Second, there is a lot of potential in deeper partnership with a key strategic partner of NATO: the European Union. The two organisations share a common neighbourhood, and a common commitment to the resilience of their neighbours. Working together on defence capacity building is one of the core areas for deeper cooperation identified in a Joint Declaration, signed by the organisations’ leaders at Warsaw in July 2016. Leveraging the expertise and financial resources of both NATO and the European Union in support of joint projects in partner countries would be a significant way of strengthening a ‘networked’ approach to ‘projecting stability’.

Finally, financial resources.
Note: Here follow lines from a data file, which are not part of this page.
PR #2407, opened 2025-06-11
Adds StrongCG cuts

Opt-Mucca:
While running `cmirCutGenerationHeuristic`, HiGHS now also tries to generate a strongCG cut.

Summarised current logic:
- Given a row aggregation, HiGHS tries multiple scale factors (`delta`) and for each generates the potential CMIR cut. It keeps track of the `delta` that produced the most efficacious cut, and at the end computes the actual cut using higher precision.

Changed logic:
- Given the best `delta` for the CMIR generation, now also compute the associated strongCG cut (in cases where it can be computed). If it is more efficacious (above some threshold of the CMIR cut) then use that instead.

Remaining potential changes (would require multiple runs)
- In theory we could be adding both the best CMIR cut and the best strongCG cut. One doesn't necessarily dominate the other, so having both can be helpful. It would require a design change of how cuts are generated though, and I didn't want to do this before getting more familiar with the code.
- I am only trying to compute the strongCG cut for the best `delta`. There may be a better cut that we are missing that uses a `delta` that was sub-optimal for CMIR. (No gut feeling on how helpful this would be)

Running on smaller instances 10s-600s this seems to have a nice improvement. It should not be merged before being tested on something larger. 

Edit: There were still some numerical issues because I hadn't added appropriate epsilons when taking `ceil`. I've removed the point on playing with tolerances a bit after having done some additional experiments.


jajhall (approved):
I don't like the use of all lower case identifier names like `oneoveroneminusf0` or camel case identifiers like `minEfficacy` - except for constants that are `kConstantValue` - all as per the Google style guide.

Otherwise, subject to regression testing, this is fine

highs/mip/HighsCutGeneration.cpp
```diff
@@ -500,6 +500,8 @@ bool HighsCutGeneration::separateLiftedMixedIntegerCover() {
   return true;
 }
 
+static double fast_ceil(double x) { return (int64_t)x + (x > (int64_t)x); }
```
fwesselm, line 502: Sorry, this is a stupid question, but it it really necessary to have separate `fast_ceil` and `fast_floor` functions? Would `ceil` and `floor` be considerably slower?

highs/mip/HighsCutGeneration.cpp
```diff
@@ -687,13 +692,64 @@ bool HighsCutGeneration::cmirCutGenerationHeuristic(double minEfficacy,
...
 
+  // Calc strongcg cut as potential alternative to CMIR
+  if (bestefficacy <= 0 || rowlen == 0) {
+    strongcg = false;
+  }
+  if (strongcg) {
+    double delta = bestdelta;
+    double scale = 1.0 / delta;
+    double scalrhs = double(rhs) * scale;
+    double downrhs = fast_floor(scalrhs);
```
fwesselm, line 704: I am wondering why no tolerance is needed when the right-hand side is rounded (similar question for cMIR code). I would have expected:

`double downrhs = floor(scalrhs + feastol);`

highs/mip/HighsCutGeneration.cpp
```diff
@@ -687,13 +692,64 @@ bool HighsCutGeneration::cmirCutGenerationHeuristic(double minEfficacy,
...
+      for (HighsInt j : integerinds) {
+        double scalaj = vals[j] * scale;
+        double downaj = fast_floor(scalaj + kHighsTiny);
+        double fj = scalaj - downaj;
+        if (fj <= f0 + 1e-6) {
+          double aj = downaj;
+          updateViolationAndNorm(j, aj, viol, sqrnorm);
+        } else {
+          double pj =
+              fast_ceil(k * (fj - f0) * oneoveroneminusf0 - (10 * epsilon));
```
fwesselm: Would just having `feastol` here be too conservative? I suspect this could avoid cutoff issues...

fwesselm (commented):
Thank you for adding this, @Opt-Mucca. I have added some comments regarding the tolerances used in `HighsCutGeneration::cmirCutGenerationHeuristic`.

highs/mip/HighsCutGeneration.cpp
Opt-Mucca: I've got genuinely no clue here. I would say that even if it's considerably slower, the function takes up an incredibly insignificant amount of the solve time. I simply followed the existing standard when making this function.

highs/mip/HighsCutGeneration.cpp
Opt-Mucca: I guess the logic is that these cases have been filtered previously by constantly checking if
```
double f0 = scalrhs - downrhs;
    if (f0 < f0min || f0 > f0max) continue / flipComplementation;
```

NATO already has an excellent tool at its disposal, its so-called Trust Funds. These allow individual Allies and partners, with the support of NATO staffs, to volunteer additional funding for a specific reform or capacity building project. These funds have actually generated more funds than what is available on a yearly basis in NATO’s core budget. If Allies and partners are to step up support in future years, it is essential that this financing arrangement is ready to accommodate potentially increased support.

As NATO gears up for the 2018 Summit, ensuring that its structures are prepared to tackle the challenge of realising the Projecting Stability agenda will be a key test. However, NATO can build on the significant progress made since Warsaw, in particular when it comes to defining the role of partnerships and capacity building.